27 Sep 2022 01:32 AM
This question comes up from time-to-time, and I'd just responded to the same on another thread. I thought it worthwhile to share as a Dynatrace tip!
You could have many tags, it is true. For all the different conditions you could think of.
eg: include or exclude Kubernetes nodes
Then say, if you want to exclude Linux-only OS, you would need another tag for 'isLinuxOS': yes/no
For Windows, 'isWindowsOS': yes/no
And so on....
This is cumbersome, I agree.
However, an easier way may be to make a tag called "exclude" and all the optional tag values point to the condition you'd like to exclude. You may add many different options here.

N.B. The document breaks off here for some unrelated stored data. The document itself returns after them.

PR #3992, opened 2019-02-19
CHAD-2936 Add local support for fibaro double switch 2

greens:


greens:
I'm very skeptical about this working for a multi-endpoint device. @kianooshST have you tried this out?

kianooshkarami:
> I'm very skeptical about this working for a multi-endpoint device. @kianooshST have you tried this out?

I think you may have answered your own question, but yeah we currently do not support local execution for multi-endpoint device

PR #3994, opened 2019-02-20
[WWST-2356] Modify DTH for Aeotec Panic Button DSA38EU

MMateusiakS:
@greens here is little update of DTH for Panic Button


greens:
Does the device not send the wakeup notification on add that triggers a battery get?

greens (approved):
It looks good. Have you actually confirmed that the device sends the `WakeUp` and that this will keep the device online using this DTH?

MMateusiakS:
I can confirm. Device sends WakeUpNotification.

PR #3998, opened 2019-02-21
WWST-2228: Add DTH for ezex smart sub meter(korea market)

FenMei007S:
@greens  @dkirker  @varzac  , pls review again, thank you : )


varzac (dismissed):

greens (dismissed):

greens:
@FenMei007S it looks like you have merge conflicts somehow

dkirker:
I'm guessing that it is because this is a continuation of the same branch from the previous PR, which is now in master, and that commit into master is different than its twin in the WWST-2228 branch.

dkirker:
For the sake of time, I resolved the merge commit, and also added a commit that updates the spacing to tabs.

dkirker:
@FenMei007S  Please be sure that the final device handler is tested

FenMei007S:
@greens @dkirker @varzac , I have tested this DTH,found that the default event value is not right.
`	def event = zigbee.getEvent(description)
	if (event) {
		log.info "event enter:$event"
        if(event.name=="power"){ 
            event.value =event.value/1000
        }else if(event.name=="energy"){
            event.value =event.value/1000000
        }
        log.info "event outer:$event"
		sendEvent(event)
	}
`
so,I changed the event value.Please have a review.

devicetypes/smartthings/zigbee-power-meter.src/zigbee-power-meter.groovy
```diff
@@ -12,98 +12,107 @@
...
-        log.debug "Desc Map: $descMap"
-                
-        List attrData = [[clusterInt: descMap.clusterInt ,attrInt: descMap.attrInt, value: descMap.value]]
-        descMap.additionalAttrs.each {
-            attrData << [clusterInt: descMap.clusterInt, attrInt: it.attrInt, value: it.value]
+	log.debug "description is $description"
+	def event = zigbee.getEvent(description)
+	if (event) {
+		log.info "event enter:$event"
+        if(event.name=="power"){
```
dkirker: Please use tabs instead of spaces and add spaces in between the different tokens. For example:

```
		log.debug "event enter:$event"
		if (event.name == "power") {
			event.value = event.value/1000
			event.unit = "W"
		} else if (event.name == "energy") {
			event.value = event.value/1000000
			event.unit = "kWh"
		}
		log.debug "event outer:$event"
```
That way we can maintain consistency.

Also, please use log.debug instead of log.info, as log.info (especially for frequent events) generates a lot of extra data.

dkirker (changes requested):

devicetypes/smartthings/zigbee-power-meter.src/zigbee-power-meter.groovy
```diff
@@ -12,98 +12,107 @@
...
+		descMap.additionalAttrs.each {
+			attrData << [clusterInt: descMap.clusterInt, attrInt: it.attrInt, value: it.value]
+		}
+		attrData.each {
+				def map = [:]
+
+				if (it.clusterInt == zigbee.SIMPLE_METERING_CLUSTER && it.attrInt == ATTRIBUTE_HISTORICAL_CONSUMPTION) {
+					log.debug "meter"
+					map.name = "power"
+					map.value = zigbee.convertHexToInt(it.value)/1000
```
dkirker: It just occurred to me, but it would be good to include the units, as well.
map.unit = "W"

devicetypes/smartthings/zigbee-power-meter.src/zigbee-power-meter.groovy
```diff
@@ -12,98 +12,107 @@
...
+				} else if (it.clusterInt == zigbee.SIMPLE_METERING_CLUSTER && it.attrInt == ATTRIBUTE_READING_INFO_SET) {
+					log.debug "energy"
+					map.name = "energy"
+					map.value = zigbee.convertHexToInt(it.value)/1000000
```
dkirker: and
map.unit = "kWh"

devicetypes/smartthings/zigbee-power-meter.src/zigbee-power-meter.groovy
```diff
@@ -12,98 +12,107 @@
...
-                
-        List attrData = [[clusterInt: descMap.clusterInt ,attrInt: descMap.attrInt, value: descMap.value]]
-        descMap.additionalAttrs.each {
-            attrData << [clusterInt: descMap.clusterInt, attrInt: it.attrInt, value: it.value]
+	log.debug "description is $description"
+	def event = zigbee.getEvent(description)
+	if (event) {
+		log.info "event enter:$event"
+        if(event.name=="power"){
+            event.value =event.value/1000
```
dkirker: I guess the Zigbee library is not adding the units, so it would probably be good to have them here, as well. (We'll need to fix that.)

For power:
event.unit = "W"

For energy:
event.unit = "kWh"

dkirker:
I occurred to me that there were no units. Even though there are default units (W for power and kWh for energy) defined in the capability, it is probably good practice to include them.  I added some comments in-line for that.

devicetypes/smartthings/zigbee-power-meter.src/zigbee-power-meter.groovy
```diff
@@ -45,40 +45,53 @@ metadata {
...
+def getATTRIBUTE_READING_INFO_SET() { 0x0000 }
+def getATTRIBUTE_HISTORICAL_CONSUMPTION() { 0x0400 }
+
 def parse(String description) {
     log.debug "description is $description"
     def event = zigbee.getEvent(description)
     if (event) {
-        log.info event
+        log.info "event enter:$event"
+        if (event.name== "power") {
```
tpmanley: nit: space before `==` here and in the `else if` below

tpmanley (dismissed):
Just some minor comments. If you're going to want this deployed to STG right away please point the PR at the `staging` branch instead of the `master` branch.

dkirker:
It looks like the branch wasn't properly rebased to staging, so it has picked up a couple of extra commits. Also, please don't forget to use tabs for indenting.

greens (approved):

FenMei007S:
@dkirker Does the PR still have conflict when merage to master?

Issue #3986, opened 2019-02-17
Z-Wave Metering Dimmer does not properly implement Switch Level


andrewsayre:
The [Z-Wave Metering Dimmer](https://github.com/SmartThingsCommunity/SmartThingsPublic/blob/master/devicetypes/smartthings/zwave-metering-dimmer.src/zwave-metering-dimmer.groovy), and possibly others, do not implement `setLevel` as defined in the [SmartThings Capability Reference](https://smartthings.developer.samsung.com/docs/api-ref/capabilities.html#Switch-Level).  Specifically, they do not have an overload that accepts two numbers: `setLevel(level, rate)`.  While `rate` is not required, an overload should be provided that accepts the value and ignores it if not supported by the  device.

Using the new cloud API, there is no way of knowing whether the device supports `setLevel(level)` or `setLevel(level, rate)` and calling the latter results in an error because groovy can't find an overload to accept the parameters.

The fix is a simple adjustment from `setLevel(level)` to `setLevel(level, rate=0)` so Groovy generates the proper overloads.

Full list of DTHs that don't handle `setLevel` with two parameters (that I've found so far):
- GE Link Bulb
- Sylvania Ultra iQ
- ZigBee Accessory Dimmer
- ZigBee Dimmer Power
- ZigBee Dimmer with Motion Sensor
- ZigBee Dimmer
- ZLL Dimmer Bulb
- Z-Wave Metering Dimmer

tpmanley:
Thanks for the bug report. We'll get this fixed.

andrewsayre:
Thanks!  What kind of timeline are we looking at before it's updated and live?

tpmanley:
I'm hoping to see it go out early next week. One thing to note is many of the DTHs with the issue have `executeCommandsLocally: true` which means that if the device is running locally on the hub the commands like `setLevel` are sent directly to the hub instead of the DTH. The hub does support the optional second parameter so the commands execute correctly in that case. Most of the errors I'm seeing are with DTHs that don't have `executeCommandsLocally: true`, namely `GE Link Bulb` and `LIFX Color Bulb`. We still plan to fix all of them but it does mean the impact is a little less than how it originally appears.

andrewsayre:
I am finding users that have the Z-Wave Metering Dimmer, which is set to run locally, are affected and getting the error logged in the IDE about a missing method.

andrewsayre:
[...]

PR #3999, opened 2019-02-21
ICP-8341 Update setLevel to follow capability spec

dkirker:
Right now, I have all of the matches included. We can more than likely remove a few, but it is probably safe to just include them all.

### DIFF
--- a/devicetypes/capabilities/switch-level-capability.src/switch-level-capability.groovy
+++ b/devicetypes/capabilities/switch-level-capability.src/switch-level-capability.groovy
@@ -71,7 +71,7 @@ def off() {
 	'off'
 }
 
-def setLevel(value) {
+def setLevel(value, rate = null) {
 	"setLevel: $value"
 }
 
--- a/devicetypes/keen-home/keen-home-smart-vent.src/keen-home-smart-vent.groovy
+++ b/devicetypes/keen-home/keen-home-smart-vent.src/keen-home-smart-vent.groovy
@@ -370,7 +370,7 @@ def clearObstruction() {
     ] + configure()
 }
 
-def setLevel(value) {
+def setLevel(value, rate = null) {
     log.debug "setting level: ${value}"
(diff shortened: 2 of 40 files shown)


tpmanley:
I believe Keen needs to be updated too

devicetypes/capabilities/switch-level-capability.src/switch-level-capability.groovy
```diff
@@ -71,7 +71,7 @@ def off() {
 	'off'
 }
 
-def setLevel(value) {
+def setLevel(value, rate = null) {
```
tpmanley, line 74: I'm not familiar with how these files are used so I'm not sure if this is OK or not

tpmanley (approved):

devicetypes/capabilities/switch-level-capability.src/switch-level-capability.groovy
dkirker: I *think* they are capability examples. @bflorian could possibly confirm?

andrewsayre:
This fixes #3986

devicetypes/capabilities/switch-level-capability.src/switch-level-capability.groovy
andrewsayre: I understand them to be examples as well.

andrewsayre:
Any update on when this will go in?

dkirker:
@tpmanley Let's go over a QA plan tomorrow? I am sure this is a safe merge, but I want to make sure that it does get some level of verification.

rappleg (approved):

dkirker:
Once @workingmonk does the deploy tomorrow, we can go ahead and merge this. (Rebasing to master and merging now would be ugly.)

workingmonk:
@dkirker let me know after the deploy tomm

PR #4001, opened 2019-02-21
ICP-8390 Update Sylvania join name to new branding

greens:


greens:
I've been told it should only be for this device, not all the old lights we have.

tpmanley (approved):

PR #4002, opened 2019-02-22
[CHAD-1813] Arrival Sensor HA: Make the DTH run locally

tpmanley:
The DTH is now marked to run locally in 0.25. When it moves from cloud execution to local execution `updated` will be called which will stop the scheduled presence check running if it is currently running.

Also fixed an issue where `state.lastCheckin` is not set (presumably because the device never sent us a message). Currently it raises an exception but with the change it should just create a 'not present' event and then stop the scheduled check.

https://smartthings.atlassian.net/browse/CHAD-1813

### DIFF
--- a/devicetypes/smartthings/arrival-sensor-ha.src/arrival-sensor-ha.groovy
+++ b/devicetypes/smartthings/arrival-sensor-ha.src/arrival-sensor-ha.groovy
@@ -14,7 +14,8 @@ import groovy.json.JsonOutput
  *
  */
 metadata {
-    definition (name: "Arrival Sensor HA", namespace: "smartthings", author: "SmartThings") {
+    definition (name: "Arrival Sensor HA", namespace: "smartthings", author: "SmartThings",
+            runLocally: true, minHubCoreVersion: '000.025.00025', executeCommandsLocally: true) {
         capability "Tone"
         capability "Actuator"
         capability "Presence Sensor"
@@ -58,6 +59,7 @@ metadata {
 }
 
 def updated() {
+    stopTimer()
     startTimer()
 }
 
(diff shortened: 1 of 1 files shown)


devicetypes/smartthings/arrival-sensor-ha.src/arrival-sensor-ha.groovy
```diff
@@ -14,7 +14,8 @@ import groovy.json.JsonOutput
  *
  */
 metadata {
-    definition (name: "Arrival Sensor HA", namespace: "smartthings", author: "SmartThings") {
+    definition (name: "Arrival Sensor HA", namespace: "smartthings", author: "SmartThings",
+            runLocally: true, minHubCoreVersion: '000.025.0000', executeCommandsLocally: true) {
```
tpmanley: @varzac , what version first supported this device locally?

tpmanley:
Applied the `DO_NOT_MERGE` label until I finish testing and we figure out how we're going to roll this out since it's a special case.

devicetypes/smartthings/arrival-sensor-ha.src/arrival-sensor-ha.groovy
varzac: https://smartthings.atlassian.net/browse/CHAD-882 that and the changelog say 18.XX

greens (dismissed):

dkirker (dismissed):

tpmanley:
This has been pretty thoroughly tested and needs final review/approval

vladbel (dismissed):
This was tested and no issues discovered.
See https://smartthings.atlassian.net/browse/HCS-198 for more details

devicetypes/smartthings/arrival-sensor-ha.src/arrival-sensor-ha.groovy
```diff
@@ -14,7 +14,8 @@ import groovy.json.JsonOutput
  *
  */
 metadata {
-    definition (name: "Arrival Sensor HA", namespace: "smartthings", author: "SmartThings") {
+    definition (name: "Arrival Sensor HA", namespace: "smartthings", author: "SmartThings",
+            runLocally: true, minHubCoreVersion: '000.018.00200', executeCommandsLocally: true) {
```
tpmanley: Since the latest round of testing was all done with 0.25.x I think we should update `minHubCoreVersion` to be on the safe side

greens: seems reasonable

tpmanley: updated

varzac (approved):

greens (approved):

PR #70293, opened 2021-07-08
Add smartplug and modify switch of ThirdReality

jiangshanyang0203:
Add smartplug and modify switch of ThirdReality Plug and Switch
@greens Please review . Thanks.


greens (approved):

greens:
will be in production in two weeks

You can see here, the results can be quite powerful.
I could exclude all my Kubernetes nodes, to find other types of hosts.
It is even possible to combine multiple conditions.
Technically, you could filter to the same entity by combining an inclusion and exclusion tag. It all depends on the problem you'd like to solve.
10 Jan 2023 04:52 PM
very nice little trick to work around that negations of filtering 🙂 Kudos to you @The_AM
13 Sep 2024 12:35 PM
I do not understand how this work. In the example you use exclude:kubernetes-node, however it seems you set a tag value of non-k8-node in the Rules. Please show details of the configured rule conditions and what tag values have been used and why. I spent 1h trying to follow this tip and gotten nowhere.
25 Sep 2024 04:02 AM - edited 25 Sep 2024 04:03 AM
exclude:non-k8s-node matches all Kubernetes nodes (include only K8s nodes). All other servers are excluded.
exclude:kubernetes-node matches all nodes that do not have Kubernetes. All Kubernetes servers are excluded.
These rules do not necessarily cover every use-case and are non-exhaustive.
Edit: It's also been about 2 years since this was made, it is possible metadata available has changed.